We used high-tech, state-of-the-art measures to prove the power of simple, low-tech, and low-cost interventions. We showed that comprehensive lifestyle changes may stop or even reverse the progression of coronary heart disease, prostate cancer, diabetes, hypertension, obesity, hypercholesterolemia, and other chronic conditions that account for at least 75% of the $2.1 trillion in health care costs.

I thought that when we published our findings in the leading medical journals that this would change medical practice. In retrospect, that was a little naïve; good science is important but not sufficient to change medical practice. Despite the talk about evidence-based medicine, we really live in an era of what I call "reimbursement-based medicine"--it's all about the Benjamins.

I realized that it wasn't enough to have good science; we also needed to change reimbursement. We doctors do what we get paid to do and we get trained to do what we get paid to do. Therefore, if we could change reimbursement, then we would improve both medical practice and medical education. "

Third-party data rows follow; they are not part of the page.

Issue #69, opened 2022-08-01
Homebrew Installation


LePips:
I rather prefer Homebrew to install all my packages instead over Mint and of course over manual installation for every update. Could there be a Homebrew option for installation?

liamnichols:
Generally speaking, this would be a good idea especially because it would help improve adoption of the tool. 

--- 

Out of curiosity for your specific use case though, is a Swift Package Plugin something that might work out well for you? You can check out one implementation here: AvdLee/appstoreconnect-swift-sdk#191 

I'm also actively looking at other plugin-based workflows that might be useful for CreateAPI users over in #48.

LePips:
I personally haven't used a Swift Package Plugin yet but definitely take a look at it!

LePips:
Additionally, I think a `--version` flag needs to be added.

liamnichols:
> Additionally, I think a `--version` flag needs to be added.

👍 Yep that would be useful! I think swift-argument-parser has support built in, we just need to set it on the `CommandConfiguration` iirc

liamnichols:
0.0.5 is now available via Homebrew! Thanks for the suggestion 

https://formulae.brew.sh/formula/create-api

```
➜ brew install create-api
==> Downloading https://ghcr.io/v2/homebrew/core/create-api/manifests/0.0.5
######################################################################## 100.0%
==> Downloading https://ghcr.io/v2/homebrew/core/create-api/blobs/sha256:99d2635
==> Downloading from https://pkg-containers.githubusercontent.com/ghcr1/blobs/sh
######################################################################## 100.0%
==> Pouring create-api--0.0.5.arm64_monterey.bottle.tar.gz
🍺  /opt/homebrew/Cellar/create-api/0.0.5: 6 files, 9.1MB
==> Running `brew cleanup create-api`...
Disable this behaviour by setting HOMEBREW_NO_INSTALL_CLEANUP.
Hide these hints with HOMEBREW_NO_ENV_HINTS (see `man brew`).
➜ create-api generate --help
USAGE: create-api generate [<options>] <input>
```

PR #73, opened 2022-08-01
Add LICENSE

liamnichols:
- #69 

To publish to Homebrew, all projects must have a license and I noticed that most repos in the CreateAPI org were missing one. I'm following what HTTPHeaders uses and going with MIT. 

If you are ok with this @kean, I'll go ahead and just push the file directly to the other repos rather than creating Pull Requests for each one.

### DIFF
--- a/LICENSE
+++ b/LICENSE
@@ -1,0 +1,21 @@
+MIT License
+
+Copyright (c) 2022 Alexander Grebenyuk
+
+Permission is hereby granted, free of charge, to any person obtaining a copy
+of this software and associated documentation files (the "Software"), to deal
+in the Software without restriction, including without limitation the rights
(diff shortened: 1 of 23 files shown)


liamnichols:
I missed the fact that most of the source files already referenced the MIT license in the header. I've opted to remove the headers in favour of just the single **LICENSE** file instead.

LePips:
Does the org have a copyright?

kean:
Yes, everything goes under MIT. Please go ahead, @liamnichols.

kean (approved):

liamnichols:
> Does the org have a copyright? Or, should copyright be included in a header?

The CreateAPI org currently is just a GitHub org for grouping the CreateAPI related repositories in one place so has no kind of copyright afaik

"I understand those who think that single-payer health care is the way to go. However, after needing 14 years to get Medicare to do something as obvious as paying for intensive lifestyle changes scientifically proven to reverse heart disease despite the strong personal support of those at the highest levels of government and the leading experts in the scientific community, I share the Republican concern about greatly expanding the power of the Centers for Medicare and Medicaid Services. I'm as deeply suspicious of big government as anyone. I'm strongly in favor of universal coverage but not single payer.

But I also understand the anger at large insurance companies that drop coverage on people who get sick or lose their jobs, or who don't provide coverage for 48 million Americans who are uninsured. Again, too much power concentrated in too few institutions often leads to abuses of power to the detriment of the American people.

There is a third alternative. The idea that changing our lifestyle can prevent and even reverse the most common, the most deadly, and most expensive diseases transcends the old left wing/right wing, red state/blue state divisions. These are profoundly human issues that we can all support, bringing together liberals and conservatives, labor and management.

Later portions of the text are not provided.